Le parquet du Burkina Faso a annoncé l’ouverture de poursuites judiciaires contre neuf ressortissants burkinabè, récemment rapatriés du Ghana, pour leur implication présumée dans une vaste escroquerie numérique liée au système de marketing de réseau QNET, ainsi que pour des faits d’extorsion de fonds et de traite de personnes. Cette opération illustre les défis croissants liés à la cybercriminalité transnationale exploitant les technologies digitales et les réseaux sociaux.
Parmi les 22 individus identifiés comme opérant à partir du Ghana, neuf ont été arrêtés et mis en examen pour avoir manipulé des plateformes numériques afin d’attirer et piéger des victimes burkinabè. Le procureur Blaise Bazié a indiqué que ces suspects, dont certains étaient déjà recherchés, sont actuellement en détention en attendant leur procès prévu le 17 juin 2025.
Le mode opératoire s’appuie largement sur une utilisation stratégique des réseaux sociaux et des outils numériques pour diffuser de fausses informations et photos montrant des supposées réussites à l’étranger, principalement en Europe. Ces contenus visuels, créés et partagés via des applications mobiles, servent à appâter les victimes en générant un effet de crédibilité trompeuse.
Selon la commissaire divisionnaire Mariam Forogo/Yaméogo, les escrocs créaient de faux profils numériques et exploitaient des plateformes de messagerie pour convaincre leurs proches au Burkina Faso qu’ils avaient décroché des emplois prestigieux. Ils faisaient ensuite transiter les victimes vers des complices, localisés au Ghana, par le biais de communications chiffrées, renforçant l’illusion de réseaux professionnels fiables.
Les victimes étaient sollicitées pour payer des frais administratifs numériques, comme des frais de visas et de passeports, souvent compris entre 1 et 2 millions de FCFA, versés par des transferts électroniques ou via des plateformes de paiement mobile. Ce procédé révèle l’utilisation détournée des infrastructures technologiques de transfert de fonds.
En réalité, les recrues étaient intégrées dans le système de marketing de réseau QNET, présenté comme une activité professionnelle légitime. Les refus d’y participer étaient suivis d’extorsions numériques, y compris la confiscation de téléphones portables, privant ainsi les victimes de tout moyen de communication et de recours.
Par ailleurs, les escrocs vendaient également l’illusion d’emplois rémunérés au Ghana avec des salaires attractifs, en exploitant des sites web factices et des bases de données falsifiées pour faire croire à l’authenticité des offres. Après deux semaines, les victimes devaient verser jusqu’à un million de FCFA pour des frais de logement et de formation linguistique, qui ne correspondaient à aucune prestation réelle.
L’enquête judiciaire met en lumière comment les technologies numériques sont utilisées pour orchestrer des réseaux complexes de cybercriminalité, causant des pertes financières estimées à plus de 33 millions de FCFA, ainsi que des conséquences sociales graves telles que déscolarisation, chômage et appauvrissement familial.

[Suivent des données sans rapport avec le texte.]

PR #2778, opened 2024-10-24
support for automating achievement of the week

Jamiras:
Provides a command to generate an Achievement of the Week event game with 52 placeholders for the weekly events.
```
sail artisan ra:platform:event:create-aotw "2025-01-01" 
```

Someone with the Event Manager role can edit these event achievements to associate an achievement to track and define the period to track the achievement (the command above pre-populates the period based on the start date provided).
image

Immediately upon updating the linked achievement or active period, any unlocks of the linked achievement during the active period will be copied to the event achievement. While the period is active, any unlocks (including manual unlocks) of the linked achievement will also be copied to the event achievement.

The date fields are inclusive (saying 1/1-1/7 would indicate any unlocks on 1/1, 1/2, 1/3, 1/4, 1/5, 1/6, or 1/7 would get copied). The database fields are bookends to simplify queries (saying 1/1-1/7 would store 1/1 and 1/8).

Changing the linked achievement will update the event achievement's title, description and badge:
image

Existing unlocks are not destroyed if the achievement is changed after linking. This allows for substitutions if an achievement is found to be buggy or cheatable after becoming active. However, the existing unlocks will still be associated to the same event achievement, which will have had it's title/description/badge updated, so it will appear as if the user unlocked the replacement.

Active ranges are also shown on the event page:
image

And since these achievements are unique to the event, event participation can be easily tracked. Here's an example reconstructed from unlocks for the [2023 AotW](https://retroachievements.org/viewtopic.php?t=19685).
image

image

Users can also quickly see which achievements they've personally earned towards the event:
(Unlocked achievements are not moved to the top of the list - they're still sorted such that they appear in the order they were announced)
image
image

This will automatically award the badge if a player "masters" the event by unlocking all 52 achievements. However, the event is structured such that tiered badges can be earned for as few as 12 unlocked achievements. Hopefully, we'll have some sort of support to award tiered badges before the end of the 2025 AotW season.

Additionally, the badges are currently awarded based on the number of points earned between the AotW and AotM events. I'm not sure it would be reasonable to automate that behavior.

Final thought: This effectively allows constructing quest events (as long as each task can be associated to a single achievement). As such, should the language be changed from "event_achievements" to "quest_achievements", or is there maybe a better name?

-----

Future PRs to compete this feature:
* Modify Connect `unlocks` and `startsession` APIs to not indicate the achievement is unlocked if there's an active event achievement that the user hasn't unlocked. This will allow users to earn the event achievement without having to reset the achievement or use an alt.
* Modify `API_GetAchievementOfTheWeek` to query this data
* Modify home page widget to query this data
* Allow Most Points Earned widget to display "more..."
* Allow achievement Recent Unlocks to display "more..."
* Move logic to set associated achievement/period into filament
* Add command to generate achievement of the month event game


Jamiras:
Commands to backfill the last few years (I'm not sure if we should actually do this as there are already event pages for the previous events):
```
sail artisan ra:platform:event:create-aotw "2020-01-05" 30631,49307,92276,34853,71436,81977,84142,98264,69285,21833,12613,67132,22128,77147,23441,5854,71060,70473,106331,3181,34529,38502,108013,80055,12950,33225,7569,93487,38438,75779,66435,48348,2040,45399,70566,80104,62503,6050,105837,39623,14643,128968,100650,7287,12364,46479,67139,50940,114492,7311,78373,85393
sail artisan ra:platform:event:create-aotw "2021-01-03" 58360,16264,137451,115451,4738,117123,4673,114219,78685,136014,13126,133517,50441,31586,48543,73980,16869,47172,13566,70089,129974,125937,156172,26519,155612,156253,8306,131820,102129,109418,100414,140885,124425,15569,34402,150781,80943,101418,168388,48648,2811,80125,71178,98638,13072,140047,19595,97397,157177,1344,82308,176857
sail artisan ra:platform:event:create-aotw "2022-01-03" 82634,112016,26996,103469,47314,3524,104634,33246,3369,1904,70239,66977,27089,7071,179974,169496,177842,83357,18523,93571,56752,43874,189217,25036,217350,48117,187270,126929,51865,3078,48615,24684,142853,92424,229835,52861,150935,140379,51502,235444,165062,191610,240391,1,1801,113871,49123,146664,234608,261040,225742,28312
sail artisan ra:platform:event:create-aotw "2023-01-02" 260166,212964,230525,73042,274930,185099,24646,4838,83259,78981,4325,109069,22689,18818,58325,1416,54780,95373,173593,51710,23368,96778,295871,301448,5023,104869,157193,211745,280643,252126,188882,327046,262494,7775,36328,184233,316765,59368,110384,8290,179859,143077,178634,25966,181455,62895,363780,16928,78614,303560,22380,80855
sail artisan ra:platform:event:create-aotw "2024-01-01" 188961,341928,119310,85316,296849,183495,275711,342048,22457,259367,210457,7391,10100,231269,186149,52973,2619,165924,11404,192727,309235,234608,183470,307884,262265,95458,175853,1960,87552,412856,320990,370124,187631,293328,442338,129817,126400,260274,396136,4606,133279,398296,363705
```

resources/views/pages-legacy/achievementInfo.blade.php
wescopeland, line 1: Would you have any objection to moving the event achievement management functionality into Filament? It seems like `EventAchievement` would be a new resource, and it would be possible to attach event achievements to real achievements.

Jamiras: Nope. I just couldn't figure out how to do it cleanly. It's particularly annoying as all three fields (associated achievement, from, and until) are optional. I've added that to the "future PRs" list.

wescopeland: Based on my current understanding of the functionality of the PR, I believe it would be most appropriate to have it on the `EventAchievement` model (ie: create an `EventAchievementResource`). I'm assuming this for a few reasons:

1. We're going to be dealing with `EventAchievement` records that might not yet be associated with a source achievement, so we'll want to manage those records directly. If the related resource is `EventAchievement`, we can handle both the associated and unassociated entities in the same UI.

2. We want to be able to edit `source_achievement_id`, `active_from`, and `active_until`, regardless of whether they are currently set. If the related resource is `EventAchievement`, we should be able to more easily accommodate this.

3. While a single source achievement can be linked to multiple event achievements, each `EventAchievement` represents a distinct event achievement instance. Managing these things individually aligns well with the one-to-many relationship from the source achievement to event achievements.

Our resource might look something like this:
```php
// !!!!!!!!!!!!!!!!!!!!!!!!!!!
// !!! untested pseudocode !!!
// !!!!!!!!!!!!!!!!!!!!!!!!!!!

<?php

class EventAchievementResource extends Resource
{
    protected static ?string $model = EventAchievement::class;

    public static function form(Form $form): Form
    {
        return $form
            ->schema([
                Select::make('achievement_id')
                    ->label('Event Achievement')
                    ->relationship('achievement', 'Title')
                    ->searchable()
                    ->required(),

                Select::make('source_achievement_id')
                    ->label('Source Achievement')
                    ->relationship('sourceAchievement', 'Title')
                    ->searchable()
                    ->nullable(),

                DatePicker::make('active_from')
                    ->label('Active From')
                    ->nullable(),

                DatePicker::make('active_until')
                    ->label('Active Until')
                    ->nullable(),
            ]);
    }

    public static function table(Table $table): Table
    {
        return $table
            ->columns([
                Tables\Columns\TextColumn::make('id')
                    ->label('ID')
                    ->sortable()
                    ->toggleable(isToggledHiddenByDefault: true),

                Tables\Columns\TextColumn::make('achievement.Title')
                    ->label('Event Achievement')
                    ->sortable()
                    ->searchable(),

                Tables\Columns\TextColumn::make('sourceAchievement.Title')
                    ->label('Source Achievement')
                    ->sortable()
                    ->searchable()
                    ->toggleable(),

                Tables\Columns\DateColumn::make('active_from')
                    ->label('Active From')
                    ->sortable(),

                Tables\Columns\DateColumn::make('active_until')
                    ->label('Active Until')
                    ->sortable(),
            ])
            ->filters([
                // do we want to filter by anything?
            ])
            ->actions([
                Tables\Actions\EditAction::make(),
                Tables\Actions\DeleteAction::make(),
            ])
            ->bulkActions([
                Tables\Actions\DeleteBulkAction::make(),
            ]);
    }

    public static function getRelations(): array
    {
        return [
            //
        ];
    }

    public static function getPages(): array
    {
        // ... put the usual stuff in here i think ...
    }
}
```

Jamiras: I've moved the event achievement management logic to Filament.

Things I couldn't figure out (could use help with):
* adding audit log entry to parent achievement when event achievement added/updated
* refreshing parent achievement page when event achievement added/updated

I might be missing other things too, as my Filament expertise is lacking.

wescopeland:
```
❯ sail artisan ra:platform:event:create-aotw "2025-01-01"
Initialized game 31015
```

But, when I navigate to game 31015, I get an error. Is it possible I missed a step?

> Cannot assign null to property App\Platform\Services\GameTopAchieversService::$masteryAchievements of type int
Screenshot 2024-10-27 at 12 16 18 PM

Jamiras:
> But, when I navigate to game 31015, I get an error. Is it possible I missed a step?

It's an in-progress error. The mastery stat hasn't been calculated yet. It should be fine once the horizon queue completes.

wescopeland:
Confirmed that running all the queued jobs fixed the issue for me 👍

app/Models/Achievement.php
```diff
@@ -351,6 +353,28 @@ public function playerAchievements(): HasMany
...
+    }
+
+    /**
+     * An achievement should have at most one "event data", but this is needed for the management panel
+     * @return HasMany<EventAchievement>
+     */
+    public function eventDatas(): HasMany
+    {
+        return $this->hasMany(EventAchievement::class, 'achievement_id', 'ID');
+    }
```
wescopeland, line 376: `eventData()` is a query, not a relationship. Judging by the comment for `eventDatas()`, the definition of `eventData()` should probably look more like this:
```php
/**
 * @return HasOne<EventAchievement>
 */
public function eventData(): HasOne
{
    return $this->hasOne(EventAchievement::class, 'achievement_id');
}
```

`eventDatas()` can likely be removed altogether, due to a comment I will make elsewhere.

app/Filament/Resources/AchievementResource/RelationManagers/EventAchievementsRelationManager.php
wescopeland, line 1: I spent some time digging into `eventDatas` and Filament's answer to `HasOne` relationships like this. During my digging, I came across this documentation: https://filamentphp.com/docs/3.x/panels/resources/relation-managers#layout-form-components---saving-form-fields-to-a-single-relationship

This suggests that for relations such as these, it's preferable to treat the `HasOne` as just another set of related fields on the parent resource. This allows us to lift the relation up into the main form, remove the relation manager altogether, and get away with having less code.

I didn't want to send you on a wild goose chase, so I implemented this locally to be sure it was a viable approach:

Screenshot 2024-10-27 at 2 03 46 PM

This requires `eventData` to be defined as a true `HasOne` relationship (see my comment elsewhere). This also doesn't take care of executing `CopyAchievementUnlocksToEventAchievement()`. I'll have another comment in this PR for the approach there.

In `AchievementResource::form()`:
```php
Forms\Components\Fieldset::make('Event')
    ->relationship('eventData')
    ->schema([
        Forms\Components\Select::make('source_achievement_id')
            ->label('Source Achievement')
            ->columnSpan(2)
            ->searchable()
            ->getSearchResultsUsing(function (string $search): array {
                return Achievement::where('Title', 'like', "%{$search}%")
                    ->orWhere('ID', 'like', "%{$search}%")
                    ->limit(50)
                    ->get()
                    ->mapWithKeys(function ($achievement) {
                        return [$achievement->id => "[{$achievement->id}] {$achievement->title}"];
                    })
                    ->toArray();
            })
            ->getOptionLabelUsing(function (int $value): string {
                $achievement = Achievement::find($value);

                return "[{$achievement->id}] {$achievement->title}";
            }),

        Forms\Components\DatePicker::make('active_from')
            ->label('Active From')
            ->native(false)
            ->date(),

        Forms\Components\DatePicker::make('active_through')
            ->label('Active Through')
            ->native(false)
            ->date(),
    ])
    ->hidden(fn ($record) => $record->game->system->id !== System::Events)
```

app/Filament/Resources/AchievementResource/RelationManagers/EventAchievementsRelationManager.php
```diff
@@ -0,0 +1,135 @@
...
+            ])
+            ->actions([
+                Tables\Actions\ActionGroup::make([
+                    Tables\Actions\EditAction::make()
+                        ->visible(function (EventAchievement $eventAchievement) use ($user) {
+                            return $user->can('update', $eventAchievement);
+                        })
+                        ->after(function (EventAchievement $eventAchievement, Component $livewire) {
+                            $eventAchievement->refresh();
+                            (new CopyAchievementUnlocksToEventAchievement())->execute($eventAchievement);
```
wescopeland, line 116: It is my understanding we'll want this action to run any time `source_achievement_id`, `active_from`, and/or `active_until` on the event achievement are modified.

If that assumption is true, I think it will be much safer to use a Laravel model observer, which I've verified is working on my local:

```php
// app/Observers/EventAchievementObserver.php

<?php

declare(strict_types=1);

namespace App\Observers;

use App\Models\EventAchievement;
use App\Platform\Actions\CopyAchievementUnlocksToEventAchievement;

class EventAchievementObserver
{
    public function saved(EventAchievement $eventAchievement): void
    {
        $isFieldDirty = $eventAchievement->isDirty(['source_achievement_id', 'active_from', 'active_until']);
        $isConnectedToGameAchievement = $eventAchievement->achievement_id && $eventAchievement->source_achievement_id;

        if ($isFieldDirty && $isConnectedToGameAchievement) {
            (new CopyAchievementUnlocksToEventAchievement())->execute($eventAchievement);
        }
    }
}
```

```php
// app/Providers/EventServiceProvider.php

public function boot(): void
{
    // User::observe(UserObserver::class);
    EventAchievement::observe(EventAchievementObserver::class);
}
```

Now, Laravel will automatically execute the action any time one of those three fields changes. This is beneficial for two reasons:
1. Filament's sometimes-wacky API has areas where after-save hooks are not provided.
2. Regardless of how code gets changed or refactored in the future, we can trust that the observer will keep running.

app/Platform/Actions/CopyAchievementUnlocksToEventAchievement.php
```diff
@@ -0,0 +1,43 @@
...
+        $eventAchievement->loadMissing(['achievement', 'sourceAchievement']);
+
+        $achievement = $eventAchievement->achievement;
+        $sourceAchievement = $eventAchievement->sourceAchievement;
+
+        if ($achievement && $sourceAchievement) {
+            $achievement->title = $sourceAchievement->title;
+            $achievement->description = $sourceAchievement->description;
+            $achievement->BadgeName = $sourceAchievement->BadgeName;
+            $achievement->save();
```
wescopeland, line 25: During my local testing and trying to break things, this caught me by surprise. I didn't expect an action named `CopyAchievementUnlocksToEventAchievement` to be mutating these primary data fields on the event achievement.

Maybe it's worth considering a different name for this action.

wescopeland:
> As such, should the language be changed from "event_achievements" to "quest_achievements"

I think `event_achievements` is fine for now. It aligns well with the "system" name at the moment. Before naming it something like `quest_achievements`, we should probably think more about the design of quests themselves. Ideally, a quest could have more requirements than just unlocking achievements, such as getting an award associated with a game/set.

app/Platform/Actions/CopyAchievementUnlocksToEventAchievement.php
Jamiras: It used to be called `UpdateEventAchievement` and thought that was too generic. I'm open to suggestions.

Jamiras: Actually, I think the action can be eliminated and this code just moved into the Observer

Jamiras:
Made suggested changes: relationship -> embedded; action -> observer

wescopeland:
When navigating to an event game while unauthenticated, I get an error:
Screenshot 2024-10-30 at 8 02 23 PM

wescopeland:
The above could actually be an issue in `master` and not your branch. Taking a deeper look...

wescopeland:
Confirmed, the issue above is my fault. Please disregard. I am going to open a tiny PR to resolve.

app/Filament/Resources/AchievementResource.php
```diff
@@ -208,6 +228,41 @@ public static function form(Form $form): Form
                                 ->disabled(!$user->can('updateField', [$form->model, 'DisplayOrder'])),
                         ]),
                 ])->from('md'),
+
+                Forms\Components\Fieldset::make('Event Association')
+                    ->relationship('eventData')
+                    ->schema([
+                        Forms\Components\Select::make('source_achievement_id')
```
wescopeland, line 235: This is looking a lot better. One minor suggestion: I think we may want to change this from a `Fieldset` to a `Section`, and give it a `->columns()` value, like:

```php
Forms\Components\Section::make('Event Association')
    ->relationship('eventData')
    ->columns(['xl' => 2, '2xl' => 4])
    ->schema([
```

After this change, the new section blends in with the others on the page as well as View mode:


Screenshot 2024-10-30 at 8 19 34 PM

app/Models/EventAchievement.php
```diff
@@ -0,0 +1,86 @@
...
+    }
+
+    public function setActiveThroughAttribute(Carbon|string|null $value): void
+    {
+        if (is_string($value)) {
+            $value = Carbon::parse($value);
+        }
+
+        $this->active_until = $value ? $value->clone()->addDays(1) : null;
+    }
```
wescopeland, line 47: nit: This is a mutator. Recommend moving this down to the mutators section.

app/Observers/EventAchievementObserver.php
```diff
@@ -0,0 +1,54 @@
...
+            $eventAchievement->loadMissing(['achievement', 'sourceAchievement']);
+
+            $achievement = $eventAchievement->achievement;
+            $sourceAchievement = $eventAchievement->sourceAchievement;
+
+            if ($achievement && $sourceAchievement) {
+                // make the event achievement look like the source achievement
+                $achievement->title = $sourceAchievement->title;
+                $achievement->description = $sourceAchievement->description;
+                $achievement->BadgeName = $sourceAchievement->BadgeName;
```
wescopeland, line 33: What happens if any of these values change in the source achievement after the event achievement has been set? Should there be something to resync the event achievement? Or would it be better to almost treat the event achievement like a "pointer" of sorts to the source?

app/Models/EventAchievement.php
wescopeland, line 1: Comment unrelated to this file. We probably want to restrict setting the `type` on event achievements.

Screenshot 2024-10-30 at 8 31 12 PM

wescopeland: The changes in _achievementInfo.blade.php_ look good. There's one place left in Filament the type is still settable:

Screenshot 2024-11-03 at 7 13 14 AM

This is on the actual "game" page for the event in the achievements relation manager.

Jamiras: "bulk set type" is now hidden for event games.

app/Filament/Resources/GameResource/RelationManagers/AchievementsRelationManager.php
```diff
@@ -219,7 +220,8 @@ public function table(Table $table): Table
                         }),
                 ])
                     ->label('Bulk set type')
-                    ->visible(fn (): bool => $user->can('updateField', [Achievement::class, null, 'type'])),
+                    ->hidden($this->getOwnerRecord()->system->id === System::Events)
+                    ->visible(fn ($record): bool => $user->can('updateField', [Achievement::class, null, 'type'])),
```
wescopeland, line 224: There's some risk here. Filament's API seems unclear about whether `hidden()` or `visible()` takes precedence, and the current precedence rules could change in a Filament update.

We may want to consider combining this into a single `visible()` and removing `hidden()`:

```php
// untested pseudocode

->visible(function ($record) use ($user) {
    // $record might work instead of $this
    if ($this->getOwnerRecord()->system->id === System::Events) {
        return false;
    }

    return $user->can('updateField', [Achievement::class, null, 'type']);
});
```

wescopeland (approved):
Thanks for working through all my feedback.

wescopeland (approved):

Le procureur Bazié souligne que les investigations technologiques se poursuivent pour identifier les autres acteurs clés, notamment ceux agissant depuis le Ghana, qui ont développé et exploité cette infrastructure criminelle.
Par ailleurs, les 13 victimes actuellement en prise en charge bénéficient d’un suivi dans un centre d’accueil, en attendant leur réintégration familiale et sociale.
Cette affaire met en exergue l’importance d’une coopération policière internationale efficace, notamment entre le Burkina Faso et le Ghana, face à la montée de la cybercriminalité transfrontalière exploitant les technologies digitales et réseaux de communication modernes.